▶ _WORK TASK_:
Exactly reproduce each line of the listing that follows.

▶ _RECORDS FOR THIS EXERCISE_:
PR #3079, opened 2019-10-22
Slightly reword installation guide to attempt to stop people using dev

Vexed01:
### Type

- [ ] Bugfix
- [x] Enhancement
- [ ] New feature

Make using the dev version more heavily worded in an attempt to stop people from using it as an normal end user.


docs/install_linux_mac.rst
```diff
@@ -286,8 +286,10 @@ Or, to install with PostgreSQL support:
 .. note::
 
   To install the development version, replace ``Red-DiscordBot`` in the above commands with the
-  following link:
-
+  link below. Please note that **dev is experimental and not intended for end users.** We will not
+  support anyone using the development version in any support channels. Downgrading after an
+  accidental install of dev is not possible without data loss.
```
Flame442: It might be better to say "not __always__ possible".

docs/install_linux_mac.rst
```diff
@@ -286,8 +286,10 @@ Or, to install with PostgreSQL support:
 .. note::
 
   To install the development version, replace ``Red-DiscordBot`` in the above commands with the
-  following link:
-
+  link below. Please note that **dev is experimental and not intended for end users.** We will not
```
Flame442: This sentence should be reworded to something along the lines of "The development version of the bot contains experimental changes. It is not intended for normal use." (all in bold)

docs/install_windows.rst
```diff
@@ -91,7 +91,9 @@ Installing Red
   .. note::
 
       To install the development version, replace ``Red-DiscordBot`` in the above commands with the
-      following link:
+      link below. Please note that **dev is experimental and not intended for end users.** We will not
+      support anyone using the development version in any support channels. Downgrading after an
+      accidental install of dev is not possible without data loss.
```
Flame442: Changes from above apply.

Flame442 (changes requested):

Cog-CreatorsBot (changes requested):

docs/install_linux_mac.rst
Drapersniper: Only replying cuz I’m nosey, I do agree but also disagree if we don’t want end users to use dev since it usually has breaking changes/incomplete changes etc and often leaves the user unable to downgrade, we shouldn’t imply that sometimes they will get support although it will happen we probably shouldn’t imply here, if we take an official stance that we will not help it should discourage people

mikeshardmind: I'd prefer the more accurate wording here. It doesn't change that we don't provide support for development versions, only make it clear what risks might be associated with using that version.

Vexed01:
I'm not happy with how long this is getting when built:


image


Should we just leave it as:
>To install the development version, replace ``Red-DiscordBot`` in the above commands with the
link below. **The development version of the bot contains experimental changes. It is not
intended for normal users.** We will not support you with any problems that may arise with the core bot or third party cogs, and downgrading to stable may cause data loss.

I think the above gets out the message in as few words as possible.

docs/install_windows.rst
```diff
@@ -91,9 +91,11 @@ Installing Red
...
 
       To install the development version, replace ``Red-DiscordBot`` in the above commands with the
-      link below. Please note that **dev is experimental and not intended for end users.** We will not
-      support anyone using the development version in any support channels. Downgrading after an
-      accidental install of dev is not possible without data loss.
+      link below. **The development version of the bot contains experimental changes. It is not
+      intended for normal users.** We will not support anyone using the development version in any
+      support channels. Using the develepment version may break third party cogs and not all core
+      commands may work. Downgrading after an accidental install of dev is not always possible
+      without data loss.
```
Drapersniper: Data loss is not the only issue here it could also cause unexpected crashes

Drapersniper:
> I'm not happy with how long this is getting when built:
> 
> image
> 
> Should we just leave it as:
> 
> > To install the development version, replace `Red-DiscordBot` in the above commands with the
> > link below. **The development version of the bot contains experimental changes. It is not
> > intended for normal users.** We will not support you with any problems that may arise with the core bot or third party cogs, and downgrading to stable may cause data loss.
> 
> I think the above gets out the message in as few words as possible.

I would say since it’s the docs it’s better to be explicit rather than try to make the message as short as possible, there no reason to try to shorter the docs after all their purpose is to educate the end user if the end user doesn’t read it because it’s too long it’s their fault

docs/install_linux_mac.rst
```diff
@@ -286,7 +286,11 @@ Or, to install with PostgreSQL support:
 .. note::
 
   To install the development version, replace ``Red-DiscordBot`` in the above commands with the
-  following link:
+  link below. **The development version of the bot contains experimental changes. It is not
+  intended for normal users.** We will not support anyone using the development version in any
+  support channels. Using the develepment version may break third party cogs and not all core
```
Flame442: Typo, "develepment".

docs/install_linux_mac.rst
```diff
@@ -286,7 +286,11 @@ Or, to install with PostgreSQL support:
...
+  commands may work. Downgrading after an accidental install of dev may cause data loss, crashes
```
Flame442: I don't think we should say "after an accidental install of dev", since even purposeful installs have these side effects. Maybe "Downgrading after installing the development version may..."

docs/install_windows.rst
```diff
@@ -91,7 +91,11 @@ Installing Red
   .. note::
 
       To install the development version, replace ``Red-DiscordBot`` in the above commands with the
-      following link:
+      link below. **The development version of the bot contains experimental changes. It is not
```
Flame442, line 94: Same as above.

Flame442 (changes requested):

Flame442 (approved):

Cog-CreatorsBot (approved):
Approved by Flame#2941

PR #3090, opened 2019-10-27
License info command

mikeshardmind:
### Type

- [ ] Bugfix
- [ ] Enhancement
- [X] New feature

This works on some things we've had in discussion in discord. It's merely putting the technical parts of this forward for now. More is needed on this still.

### DIFF
--- a/changelog.d/3090.feature.rst
+++ b/changelog.d/3090.feature.rst
@@ -1,0 +1,1 @@
+adds a licenseinfo command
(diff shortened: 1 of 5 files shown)


Kowlin:
What we may wanna do in terms of listing is directly show the ``LICENCE.md`` in GitHub, as it does go out of its way to be more user friendly with an more human readable blurb on the top, which we wouldn't have to maintain or verify that it complies with the license.

mikeshardmind:
This does link to that. The problem is that all of the other licenses which we lean on will not fit in a single message, so we need to find a good way to show those to users.

Kowlin (dismissed):

Kowlin (dismissed):

Flame442 (approved):

Kowlin (approved):

PR #3091, opened 2019-10-28
[Image] Only send one Imgur result and update wording for setting API keys

### LINKED ISSUE #3044: imgur search Posts Three Images into Chat
When using the built in imgur search functions, it pulls three image search results from imgur/reddit and posts all three to Discord. When I looked at the code it looks like there's a slice that tells it to post all three. Is this intentional behavior? When the search succeeds on all three that's a huge wall of image posted to Discord chat as a single post. I can edit the slice to only use the first but I figured I'd ask here first in case this is a bug/error or if I'll need to edit this. Just seems like an insane default or I'm just doing something wrong on my end.

Slice in question (same code is used for each type of image search it looks like):

```
for r in results[:3]:
  msg += r["gifv"] if "gifv" in r else r["link"]
  msg += "\n"
```

Thanks!

Vexed01:
### Type

- [x] Bugfix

▶ _RESPONSE_:
PR #3079, opened 2019-10-22
Slightly reword installation guide to attempt to stop people using dev

Vexed01:
### Type

- [ ] Bugfix
- [x] Enhancement
- [ ] New feature

Make using the dev version more heavily worded in an attempt to stop people from using it as an normal end user.


docs/install_linux_mac.rst
```diff
@@ -286,8 +286,10 @@ Or, to install with PostgreSQL support:
 .. note::
 
   To install the development version, replace ``Red-DiscordBot`` in the above commands with the
-  following link:
-
+  link below. Please note that **dev is experimental and not intended for end users.** We will not
+  support anyone using the development version in any support channels. Downgrading after an
+  accidental install of dev is not possible without data loss.
```
Flame442: It might be better to say "not __always__ possible".

docs/install_linux_mac.rst
```diff
@@ -286,8 +286,10 @@ Or, to install with PostgreSQL support:
 .. note::
 
   To install the development version, replace ``Red-DiscordBot`` in the above commands with the
-  following link:
-
+  link below. Please note that **dev is experimental and not intended for end users.** We will not
```
Flame442: This sentence should be reworded to something along the lines of "The development version of the bot contains experimental changes. It is not intended for normal use." (all in bold)

docs/install_windows.rst
```diff
@@ -91,7 +91,9 @@ Installing Red
   .. note::
 
       To install the development version, replace ``Red-DiscordBot`` in the above commands with the
-      following link:
+      link below. Please note that **dev is experimental and not intended for end users.** We will not
+      support anyone using the development version in any support channels. Downgrading after an
+      accidental install of dev is not possible without data loss.
```
Flame442: Changes from above apply.

Flame442 (changes requested):

Cog-CreatorsBot (changes requested):

docs/install_linux_mac.rst
Drapersniper: Only replying cuz I’m nosey, I do agree but also disagree if we don’t want end users to use dev since it usually has breaking changes/incomplete changes etc and often leaves the user unable to downgrade, we shouldn’t imply that sometimes they will get support although it will happen we probably shouldn’t imply here, if we take an official stance that we will not help it should discourage people

mikeshardmind: I'd prefer the more accurate wording here. It doesn't change that we don't provide support for development versions, only make it clear what risks might be associated with using that version.

Vexed01:
I'm not happy with how long this is getting when built:


image


Should we just leave it as:
>To install the development version, replace ``Red-DiscordBot`` in the above commands with the
link below. **The development version of the bot contains experimental changes. It is not
intended for normal users.** We will not support you with any problems that may arise with the core bot or third party cogs, and downgrading to stable may cause data loss.

I think the above gets out the message in as few words as possible.

docs/install_windows.rst
```diff
@@ -91,9 +91,11 @@ Installing Red
...
 
       To install the development version, replace ``Red-DiscordBot`` in the above commands with the
-      link below. Please note that **dev is experimental and not intended for end users.** We will not
-      support anyone using the development version in any support channels. Downgrading after an
-      accidental install of dev is not possible without data loss.
+      link below. **The development version of the bot contains experimental changes. It is not
+      intended for normal users.** We will not support anyone using the development version in any
+      support channels. Using the develepment version may break third party cogs and not all core
+      commands may work. Downgrading after an accidental install of dev is not always possible
+      without data loss.
```
Drapersniper: Data loss is not the only issue here it could also cause unexpected crashes

Drapersniper:
> I'm not happy with how long this is getting when built:
> 
> image
> 
> Should we just leave it as:
> 
> > To install the development version, replace `Red-DiscordBot` in the above commands with the
> > link below. **The development version of the bot contains experimental changes. It is not
> > intended for normal users.** We will not support you with any problems that may arise with the core bot or third party cogs, and downgrading to stable may cause data loss.
> 
> I think the above gets out the message in as few words as possible.

I would say since it’s the docs it’s better to be explicit rather than try to make the message as short as possible, there no reason to try to shorter the docs after all their purpose is to educate the end user if the end user doesn’t read it because it’s too long it’s their fault

docs/install_linux_mac.rst
```diff
@@ -286,7 +286,11 @@ Or, to install with PostgreSQL support:
 .. note::
 
   To install the development version, replace ``Red-DiscordBot`` in the above commands with the
-  following link:
+  link below. **The development version of the bot contains experimental changes. It is not
+  intended for normal users.** We will not support anyone using the development version in any
+  support channels. Using the develepment version may break third party cogs and not all core
```
Flame442: Typo, "develepment".

docs/install_linux_mac.rst
```diff
@@ -286,7 +286,11 @@ Or, to install with PostgreSQL support:
...
+  commands may work. Downgrading after an accidental install of dev may cause data loss, crashes
```
Flame442: I don't think we should say "after an accidental install of dev", since even purposeful installs have these side effects. Maybe "Downgrading after installing the development version may..."

docs/install_windows.rst
```diff
@@ -91,7 +91,11 @@ Installing Red
   .. note::
 
       To install the development version, replace ``Red-DiscordBot`` in the above commands with the
-      following link:
+      link below. **The development version of the bot contains experimental changes. It is not
```
Flame442, line 94: Same as above.

Flame442 (changes requested):

Flame442 (approved):

Cog-CreatorsBot (approved):
Approved by Flame#2941

PR #3090, opened 2019-10-27
License info command

mikeshardmind:
### Type

- [ ] Bugfix
- [ ] Enhancement
- [X] New feature

This works on some things we've had in discussion in discord. It's merely putting the technical parts of this forward for now. More is needed on this still.

### DIFF
--- a/changelog.d/3090.feature.rst
+++ b/changelog.d/3090.feature.rst
@@ -1,0 +1,1 @@
+adds a licenseinfo command
(diff shortened: 1 of 5 files shown)


Kowlin:
What we may wanna do in terms of listing is directly show the ``LICENCE.md`` in GitHub, as it does go out of its way to be more user friendly with an more human readable blurb on the top, which we wouldn't have to maintain or verify that it complies with the license.

mikeshardmind:
This does link to that. The problem is that all of the other licenses which we lean on will not fit in a single message, so we need to find a good way to show those to users.

Kowlin (dismissed):

Kowlin (dismissed):

Flame442 (approved):

Kowlin (approved):

PR #3091, opened 2019-10-28
[Image] Only send one Imgur result and update wording for setting API keys

### LINKED ISSUE #3044: imgur search Posts Three Images into Chat
When using the built in imgur search functions, it pulls three image search results from imgur/reddit and posts all three to Discord. When I looked at the code it looks like there's a slice that tells it to post all three. Is this intentional behavior? When the search succeeds on all three that's a huge wall of image posted to Discord chat as a single post. I can edit the slice to only use the first but I figured I'd ask here first in case this is a bug/error or if I'll need to edit this. Just seems like an insane default or I'm just doing something wrong on my end.

Slice in question (same code is used for each type of image search it looks like):

```
for r in results[:3]:
  msg += r["gifv"] if "gifv" in r else r["link"]
  msg += "\n"
```

Thanks!

Vexed01:
### Type

- [x] Bugfix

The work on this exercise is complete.